The British government’s ‘Review of the Balance of Competences’ into the EU’s role in British life might be surrounded by political tensions, but as Tim Oliver argues, it offers a unique insight into the operation of British government, the politics of the UK’s coalition government, UK-EU relations, the evolution of the EU, and how today we assess what the EU is and approach arguments about what it should be.
The Coalition government’s announcement in July 2012 that, as agreed at the insistence of the Conservative Party as part of the 2010 Coalition Agreement, it was to conduct a full review of the EU’s involvement in British life, has now reached its half way stage. In July 2013 the government published six reviews: health, taxation, the single market, animal health and welfare and food safety, development cooperation and humanitarian aid, and foreign policy. A total of 32 reviews will be published by the autumn of 2014.
Each review follows a similar format: first explaining the historical development of the area reviewed; second, assessing the current situation; third, asking what the UK’s national interest is in the area; finally exploring what options there are for going forward, such as repatriation of powers. The reviews avoid making recommendations, their intention being to inform the political decision that will follow the review. Each draws on evidence submitted in writing or taken in person at a range of meetings.
While 26 reports are still to be published, it is already clear that for academics the review can open up to analysis a variety of issues in current British and international politics.
Coalition Politics
For students of how the Conservative-Liberal Democrat coalition is operating, the political management of the review, its origins and eventual use offer a way of examining how the three groups that shape the government on this issue – Liberal Democrats, the strongly Eurosceptic parts of the Conservative Party, and the less Eurosceptic parts of the Conservative party – approach an issue that deeply divides them. Accusations by John Redwood, a strongly Eurosceptic Conservative MP, that the review is turning into a whitewash shows how it may be seen by some Eurosceptics. Given the depth of such tensions it remains to be seen whether the review will last the course. Nevertheless, both its political outcomes and its use as an instrument for managing such a deep political tension will be a focus for studying the operation of Britain’s first post-1945 coalition government.
Operation of Whitehall
It is, of course, nothing new for a government to use a technical, in-depth inquiry to neutralise a sensitive issue. This review, however, will have presented unique challenges for Whitehall, thanks to its implications for coalition relations, cross-governmental scope, international implications and wider domestic sensitivity. The review then offers a unique example of officialdom walking the fine line between the political and technical, with the language used in the review, indeed the very bureaucratic sounding name, intended to ensure it runs as a technical and inherently dull activity. So far the reviews published provide a wealth of technical detail. Nevertheless, despite the 390 public submissions I count so far, questions will inevitably be asked about how open, selective and thorough the process has been. If the review is to serve as a central plank to any British renegotiation then the method of the review, and thus the reliability of the approach, will come under significant political, media and academic scrutiny.
UK-EU Relations
The sheer breadth of the 32 reviews in themselves tell us something about the nature of the UK-EU relationship, something Eurosceptics will point to as what they feel is wrong. At the same time, the detail of the review, and to a lesser extent exercises such as the Conservative group ‘Fresh Start’, have provided a welcome injection of detailed evidence based analysis to the debate. This in itself is a radical change given how, as the Leveson Report on Press Regulation made clear, Britain’s media has often resorted to simply making up stories about the EU. For academic analysis, particular interest will be into how – or if – a technical review shapes final public opinion. Will politicians, the media and voters be swayed by an approach based on the opinions of experts and evidence, or will emotion, gut instinct and made-up stories prevail? And how will the narrow reviews connect to the wider cross-cutting debates about Britain’s political economy, identity, constitution, security and place in the world?

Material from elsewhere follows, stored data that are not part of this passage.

Issue #661, opened 2018-04-23
Invalid transition attempted from state IN_TRANSACTION to state IN_TRANSACTION after broker bounce


garyrussell:
While testing #660 ...

```kotlin
@RestController
class UserController {

    @Autowired
    private lateinit var kafka: KafkaTemplate<String, String>

    @Transactional
    @RequestMapping(value = ["/user"], method = [RequestMethod.POST])
    fun user(@RequestBody user: String): String {

        kafka.send("user_updated", user)

        println("Hit enter to continue")
        readLine();

        return user
    }
}
```

I stopped the broker, hit enter, and restarted the broker.

After that, all subsequent POSTs got 

```
{"timestamp":"2018-04-23T16:47:10.101+0000","status":500,"error":"Internal Server Error","message":"Could not create Kafka transaction; nested exception is org.apache.kafka.common.KafkaException: TransactionalId txId0: Invalid transition attempted from state IN_TRANSACTION to state IN_TRANSACTION","path":"/user"}
```

PR #662, opened 2018-04-23
GH-661: Close Producer after beginTransaction fail

garyrussell:
Fixes https://github.com/spring-projects/spring-kafka/issues/661

I could not reproduce the problem that I reported in the issue; so, if any exception occurs
on `beginTransaction()`, throw the exception to the caller after closing the
producer and prevent its return to the cache.

Also, reading the javadocs for `ProducerFencedException`, we should have been closing
the producer if that exception occurred anyway.

```
/**
 * This fatal exception indicates that another producer with the same <code>transactional.id</code> has been
 * started. It is only possible to have one producer instance with a <code>transactional.id</code> at any
 * given time, and the latest one to be started "fences" the previous instances so that they can no longer
 * make transactional requests. When you encounter this exception, you must close the producer instance.
 */
```

Cherry-pick to master, 2.0.x, 1.3.x.


artembilan:
... and cherry-picked to mentioned version after fixing for proper Mockito classes and not using JUnit 5.

PR #955, opened 2019-01-31
Update to the build file to modernize the docs

Buzzardo:
This commit throws out Docbook and gives us the modern look and feel for the docs. It uses Asciidoctor to generate the PDF.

For those interested in how a state identifies its national – or European – interests, the review process opens up the British system, although much remains behind closed doors. The evidence submitted to each review lays bare the competition between private, civil society, international, political and governmental interests that so often shape a state’s views. It shows an EU member state coming to terms with how to balance sovereignty, competing national and sectoral interests, international obligations and membership of the EU.
The reviews specific purpose of informing a possible renegotiated relationship between the UK and EU, one that is to reflect the UK’s national interest, should make it a central point of reference for studying any such attempt. When the history of the 2010-2020 period of UK-EU relations is written it could well be about a renegotiation, an in-out referendum and potentially a withdrawal; events that will have defined so much of UK politics, Britain’s place in the world and an EU changed by a change in relations with one of its largest members. The review will underpin much of this, and be referred back to for guidance should the UK opt to withdraw.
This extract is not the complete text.